** TASK REQUIREMENTS **
Search the material below for "kikou" and copy every line where it occurs.

BEGIN SUPPLIED RECORDS

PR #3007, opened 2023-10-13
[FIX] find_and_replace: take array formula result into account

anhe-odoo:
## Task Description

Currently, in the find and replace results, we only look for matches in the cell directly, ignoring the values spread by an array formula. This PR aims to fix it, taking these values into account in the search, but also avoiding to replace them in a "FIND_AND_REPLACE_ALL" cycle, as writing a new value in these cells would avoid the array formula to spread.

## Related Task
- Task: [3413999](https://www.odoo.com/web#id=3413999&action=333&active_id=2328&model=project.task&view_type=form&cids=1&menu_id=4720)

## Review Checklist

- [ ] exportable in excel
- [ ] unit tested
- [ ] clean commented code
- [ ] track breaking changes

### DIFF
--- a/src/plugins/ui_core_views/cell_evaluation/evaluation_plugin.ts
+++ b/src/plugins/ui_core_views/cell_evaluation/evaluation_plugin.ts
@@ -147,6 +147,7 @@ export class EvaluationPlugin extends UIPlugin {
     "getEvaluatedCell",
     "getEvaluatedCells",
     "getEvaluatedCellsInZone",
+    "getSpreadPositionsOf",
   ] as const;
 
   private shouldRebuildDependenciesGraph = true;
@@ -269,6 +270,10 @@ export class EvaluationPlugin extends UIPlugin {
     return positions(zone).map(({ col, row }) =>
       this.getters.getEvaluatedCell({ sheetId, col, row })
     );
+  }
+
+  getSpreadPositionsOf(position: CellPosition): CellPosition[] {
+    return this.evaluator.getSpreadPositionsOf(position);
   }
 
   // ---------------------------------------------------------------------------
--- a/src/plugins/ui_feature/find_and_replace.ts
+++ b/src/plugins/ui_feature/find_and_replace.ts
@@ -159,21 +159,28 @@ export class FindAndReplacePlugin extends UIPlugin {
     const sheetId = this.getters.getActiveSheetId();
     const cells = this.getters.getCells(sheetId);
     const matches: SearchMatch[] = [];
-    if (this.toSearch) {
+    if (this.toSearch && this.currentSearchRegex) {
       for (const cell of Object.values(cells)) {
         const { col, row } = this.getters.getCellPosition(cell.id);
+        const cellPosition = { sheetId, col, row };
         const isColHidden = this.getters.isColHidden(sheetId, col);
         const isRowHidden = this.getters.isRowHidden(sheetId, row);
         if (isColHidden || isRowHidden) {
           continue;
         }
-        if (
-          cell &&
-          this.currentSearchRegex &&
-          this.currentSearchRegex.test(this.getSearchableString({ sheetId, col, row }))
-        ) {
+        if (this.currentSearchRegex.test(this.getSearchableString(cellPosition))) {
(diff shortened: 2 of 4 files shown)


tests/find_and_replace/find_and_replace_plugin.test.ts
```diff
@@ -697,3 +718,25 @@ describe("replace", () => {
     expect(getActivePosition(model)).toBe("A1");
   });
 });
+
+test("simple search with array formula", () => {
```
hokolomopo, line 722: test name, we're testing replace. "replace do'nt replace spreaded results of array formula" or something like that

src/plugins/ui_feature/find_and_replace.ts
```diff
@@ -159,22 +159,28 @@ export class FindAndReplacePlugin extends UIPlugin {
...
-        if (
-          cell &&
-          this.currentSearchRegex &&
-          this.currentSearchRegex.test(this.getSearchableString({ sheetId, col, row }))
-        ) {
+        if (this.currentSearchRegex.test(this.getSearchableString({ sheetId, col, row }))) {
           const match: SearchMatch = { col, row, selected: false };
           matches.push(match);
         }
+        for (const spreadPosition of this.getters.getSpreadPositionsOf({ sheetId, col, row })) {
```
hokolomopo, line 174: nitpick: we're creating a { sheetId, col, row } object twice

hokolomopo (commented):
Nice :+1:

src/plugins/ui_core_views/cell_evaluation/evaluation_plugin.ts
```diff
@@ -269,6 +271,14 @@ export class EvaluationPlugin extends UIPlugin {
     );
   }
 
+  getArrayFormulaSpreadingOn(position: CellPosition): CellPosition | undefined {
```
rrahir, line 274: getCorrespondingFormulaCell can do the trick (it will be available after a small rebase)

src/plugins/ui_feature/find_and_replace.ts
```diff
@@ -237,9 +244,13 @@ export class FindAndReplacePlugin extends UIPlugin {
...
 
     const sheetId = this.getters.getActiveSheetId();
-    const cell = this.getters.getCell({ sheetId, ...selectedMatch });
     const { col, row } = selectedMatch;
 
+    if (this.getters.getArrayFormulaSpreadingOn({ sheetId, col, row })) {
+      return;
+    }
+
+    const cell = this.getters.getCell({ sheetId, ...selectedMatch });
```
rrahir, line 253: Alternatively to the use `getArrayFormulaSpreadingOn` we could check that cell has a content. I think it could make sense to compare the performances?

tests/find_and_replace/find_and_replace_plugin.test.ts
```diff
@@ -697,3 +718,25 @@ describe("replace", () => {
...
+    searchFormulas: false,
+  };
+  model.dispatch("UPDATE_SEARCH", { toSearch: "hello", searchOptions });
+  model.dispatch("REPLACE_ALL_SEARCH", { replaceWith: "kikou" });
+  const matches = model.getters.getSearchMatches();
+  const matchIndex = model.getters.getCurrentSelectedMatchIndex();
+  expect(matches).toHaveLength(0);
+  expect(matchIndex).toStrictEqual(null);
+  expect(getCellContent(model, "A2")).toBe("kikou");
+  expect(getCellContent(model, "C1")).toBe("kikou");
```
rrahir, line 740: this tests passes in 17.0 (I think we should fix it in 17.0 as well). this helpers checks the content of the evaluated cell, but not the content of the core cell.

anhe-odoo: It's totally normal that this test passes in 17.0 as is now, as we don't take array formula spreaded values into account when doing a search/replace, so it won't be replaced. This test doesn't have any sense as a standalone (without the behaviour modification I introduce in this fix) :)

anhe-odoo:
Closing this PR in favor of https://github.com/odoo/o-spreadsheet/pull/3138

END SUPPLIED RECORDS
BEGIN SUPPLIED RECORDS

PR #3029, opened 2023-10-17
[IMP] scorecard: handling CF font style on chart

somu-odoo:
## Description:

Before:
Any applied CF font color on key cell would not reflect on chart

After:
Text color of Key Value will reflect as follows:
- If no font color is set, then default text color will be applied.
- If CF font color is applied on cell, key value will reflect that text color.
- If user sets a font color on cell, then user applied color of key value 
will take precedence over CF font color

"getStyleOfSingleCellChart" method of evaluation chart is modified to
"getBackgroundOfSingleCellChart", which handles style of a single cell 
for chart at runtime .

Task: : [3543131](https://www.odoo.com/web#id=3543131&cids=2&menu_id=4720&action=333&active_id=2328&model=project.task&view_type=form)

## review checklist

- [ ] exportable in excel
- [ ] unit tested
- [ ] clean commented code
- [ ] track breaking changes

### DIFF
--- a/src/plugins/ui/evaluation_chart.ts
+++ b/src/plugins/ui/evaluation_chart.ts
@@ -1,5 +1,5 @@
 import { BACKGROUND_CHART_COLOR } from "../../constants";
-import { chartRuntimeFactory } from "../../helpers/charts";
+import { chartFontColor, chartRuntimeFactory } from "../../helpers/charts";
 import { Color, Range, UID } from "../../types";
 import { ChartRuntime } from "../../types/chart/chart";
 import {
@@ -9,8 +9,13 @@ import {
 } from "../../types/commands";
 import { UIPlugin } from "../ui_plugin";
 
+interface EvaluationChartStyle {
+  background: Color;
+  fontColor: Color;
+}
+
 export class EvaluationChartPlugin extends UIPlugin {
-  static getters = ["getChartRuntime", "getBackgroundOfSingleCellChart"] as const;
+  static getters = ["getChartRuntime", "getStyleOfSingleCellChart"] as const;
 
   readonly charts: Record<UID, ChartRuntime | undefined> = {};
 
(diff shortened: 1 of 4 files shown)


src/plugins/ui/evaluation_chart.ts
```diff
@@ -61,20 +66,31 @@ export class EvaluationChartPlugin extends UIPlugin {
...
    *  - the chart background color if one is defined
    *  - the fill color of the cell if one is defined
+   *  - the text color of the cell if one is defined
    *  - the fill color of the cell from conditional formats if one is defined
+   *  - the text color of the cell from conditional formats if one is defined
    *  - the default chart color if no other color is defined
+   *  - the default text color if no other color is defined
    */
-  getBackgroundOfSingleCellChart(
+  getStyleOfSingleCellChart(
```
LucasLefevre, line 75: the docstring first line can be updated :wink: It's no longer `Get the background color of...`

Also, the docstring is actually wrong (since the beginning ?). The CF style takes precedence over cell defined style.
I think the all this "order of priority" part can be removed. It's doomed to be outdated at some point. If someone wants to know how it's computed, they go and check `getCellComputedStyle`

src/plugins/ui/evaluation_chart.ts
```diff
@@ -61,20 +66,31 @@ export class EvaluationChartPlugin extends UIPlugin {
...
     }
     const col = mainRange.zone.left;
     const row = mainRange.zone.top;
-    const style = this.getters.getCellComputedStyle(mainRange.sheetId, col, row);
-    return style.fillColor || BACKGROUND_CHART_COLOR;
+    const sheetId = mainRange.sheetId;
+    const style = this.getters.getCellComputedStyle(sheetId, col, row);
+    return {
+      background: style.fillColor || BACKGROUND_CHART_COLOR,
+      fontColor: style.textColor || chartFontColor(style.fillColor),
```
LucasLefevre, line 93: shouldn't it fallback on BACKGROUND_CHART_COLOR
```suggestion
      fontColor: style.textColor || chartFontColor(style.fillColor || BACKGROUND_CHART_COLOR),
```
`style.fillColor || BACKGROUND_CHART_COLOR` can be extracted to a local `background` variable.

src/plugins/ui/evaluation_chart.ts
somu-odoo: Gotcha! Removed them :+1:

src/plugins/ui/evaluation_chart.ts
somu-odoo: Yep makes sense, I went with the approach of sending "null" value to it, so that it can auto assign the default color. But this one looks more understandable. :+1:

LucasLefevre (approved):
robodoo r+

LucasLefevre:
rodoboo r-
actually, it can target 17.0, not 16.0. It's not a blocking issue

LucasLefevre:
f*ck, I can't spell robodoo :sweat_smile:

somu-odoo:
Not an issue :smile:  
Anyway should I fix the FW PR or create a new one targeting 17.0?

END SUPPLIED RECORDS

** EXPECTED OUTPUT **
+  model.dispatch("REPLACE_ALL_SEARCH", { replaceWith: "kikou" });
+  expect(getCellContent(model, "A2")).toBe("kikou");
+  expect(getCellContent(model, "C1")).toBe("kikou");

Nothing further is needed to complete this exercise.